I have read this and listened to DB on the Grant Williams podcast which I pay for. EVERY monetary system is a belief system. Period. To claim gold is somehow divorced from energy consumption even after mining could only only occur when someone is as blinded by their bias as Doomberg accuses BTC maxis of being. Doomberg gives an example of going to Grants house to exchange his gold coin or to the coin store as if this is the primary real world use of gold rather than it’s almost universal storage by central banks. Most gold is there not jingling in DBs pocket! That is the real world of gold along with endless price suppression and manipulation of precious metals which JP Morgan has been fined hundreds of millions of dollars for not to mention the forcible routing of other countries to obtain gold over the 5000 years of history it has been money. no energy costs to be found in maintaining a huge military to keep gold safe guarded right DB?

He also claims that the energy cost of maintaining the BTC network versus gold or fiat are a strike against it.
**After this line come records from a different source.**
PR #6099, opened 2026-07-10
metagrab: protect from infinite redirect loop

mikolajpp:
## Summary

Metagrab suffers from infinite redirect loop bug. This manifest as infinite loop on the ship when a user pastes a link. It can only be stopped from terminal, to which ordinary hosted users have no access to.

Metagrab caches results of url fetches. However, as we don't implement cookie handling, we are unable to properly resolve stateful redirects. This poisons our cache, since following redirects without supplying the received session cookie can lead to an infinite redirect loop when we are finally redirected back to the original url but don't have valid cookie for the request.

The proper fix would be to handle the typical flow of cross-domain cookie synchronization. However, given that this bug causes ship to hang, we first implement a fix to guard against infinite redirection loops: we detect any infinite loops and cap the maximum number of requests to 10.

The required changes are rather delicate. The code includes a distributed proof described in the comment, which proves that an infinite loop can't happen. 

Closes TLON-6077

## Changes

Carefully protect against redirection loops, cache poisoning and infinite request chains.
Log when an error is encountered.

## How did I test?

Triggered the bug using a link. Deployed the fix, observed that the loop stopped and an error was reported.

## Risks and impact

  - [ ] Onboarding
  - [ ] State / providers
  - [ ] Message sync
  - [ ] Channel display
  - [ ] Notifications
  - [x] Other: It renders the ship unresponsive until manual intervention. 

## Rollback plan

Revert.

### DIFF
--- a/desk/app/metagrab.hoon
+++ b/desk/app/metagrab.hoon
@@ -452,7 +452,13 @@
       :-  (give-response (~(get ju await) url) now.bowl %300 nex)
       this(await (~(del by await) url))
     ::TODO  deduplicate with %handle-http-request somehow?
+    =+  redir-max=10
+    =+  orig-nex=u.nex
     |-  ^-  (quip card _this)
+    ?.  (gth redir-max 0)
+      %-  (tell:l %warn 'maximum redirects exceeded' orig-nex ~)
+      :-  (give-response (~(get ju await) url) now.bowl %300 nex)
+      this(await (~(del by await) url))
     ::  move awaiters over to the next target
     ::
     =.  await
@@ -476,7 +482,7 @@
     ?:  ?&  ?=([%300 ~ @] wat.u.entry)
             ?=(^ (de-purl:html u.nex.wat.u.entry))
         ==
-      $(u.nex u.nex.wat.u.entry)
+      $(u.nex u.nex.wat.u.entry, redir-max (dec redir-max))
     ::  otherwise, serve the response from cache
     ::
     [(give-response (~(get ju await) u.nex) u.entry) this]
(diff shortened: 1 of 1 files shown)


desk/app/metagrab.hoon
```diff
@@ -476,7 +478,7 @@
     ?:  ?&  ?=([%300 ~ @] wat.u.entry)
             ?=(^ (de-purl:html u.nex.wat.u.entry))
         ==
-      $(u.nex u.nex.wat.u.entry)
+      $(u.nex u.nex.wat.u.entry, redir-max (dec redir-max))
```
Fang-: You say we "cap the maximum number of requests to 10 and log the original request url", but codex is right, we don't actually catch the `0` case anywhere, so we just hit this decrement again and crash.

So at the very least, you'll want to handle that, unless you're explicitly fine with serving `500` responses in these scenarios.

A technically more accurate redirect _loop_ detection is to, instead of keeping a counter, keep a `=|  redirs=(set @t)`, then here `(~(put in redirs) u.nex)`, and somewhere near the top, if we're `(~(has in redirs) u.nex)`, early-out with an appropriate error response.

(Either way this resolves the `::TODO  detect redirect loops` a couple lines up.)

Fang- (changes requested):

desk/app/metagrab.hoon
mikolajpp: Oh, looks like a hunk wasn't commited. I have a guard locally.

Fang- (dismissed):
Changes look good, good catches all around. Thank you!

mikolajpp:
Do not merge yet. I am working on another approach to this fix that will avoid the problem of poisoned cache triggering another infinite loop via `+on-poke`

mikolajpp:
@arthyn ready for review.

arthyn (approved):
lgtm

This would be like saying the wax candle is a preferable source of light versus the lightbulb because of the enormous costs of maintaining the electrical grid. All advancements in technology require energy expenditure DB. If there are any that have been significant I challenge you to present these. And you don’t get to divorce gold above ground from gold in the ground that needs to be dugout. You either deal with the entire gold system or not at all not just a piece of it that fits in your pocket and narrative.

What bitcoin is it is an advancement in money technology. As many who have done little actually spending time studying bitcoin do you the mistake that all value is paid up in $50 bills I understand the confusion on this. The value is in the network. In the end bitcoin is valued in bitcoin and as with everything else it’s transition to fiat is subjective and variable the same as gold. Pleasegive me hard data on how much of the $10 trillion gold market is fully capitalized in US dollars? no one in the gold market licks its own lollipop so to speak? And if so, therefore gold house no value? Please

Unlike the gold network, the bitcoin network is expanding exponentially. There is no guarantee that it will continue only fervent hope as it is clearly a better approach to money then whipped out of thin air digital dollars and shiny metal rocks that are pressed into round coins or bricks then converted to paper.

To expect the bitcoin network on a day-to-day basis is valued 1 to 1 or even .5 to 1 in real US dollars misses the point. Saying it is an important point is fair it’s just not the most important point or even close

Bitcoin is in a transitional stage and it is unknown if it will make the move to a true long-term store of value. Actually tracking bitcoin addresses and how long those coins stay in those addresses demonstrate anything other than the fact that those who purchase are simply gambling in the bitcoin casino. everyone wants to make money for god sake don’t try casting aspersions on bitcoin owners is somehow divorced from these material desires. The vast majority of coins have not moved in six months and many not for years. What this all demonstrates is a true belief that long-term, bitcoin is our best chance at a controlled sovereign money system.Sorry gold has been demonstrated repeatedly throughout history that it fails here because men ultimately cannot deal with the portability issue creating paper notes and obfuscating the value of gold.

I’m sorry DB but you don’t get to have a discussion of BTC it’s problems and the monetary systems and claim “we’re not talking about gold because I failed to mention gold in my article”. That is as intellectually dishonest and lame as saying “we’re going to have a discussion about air but not talk about oxygen.”.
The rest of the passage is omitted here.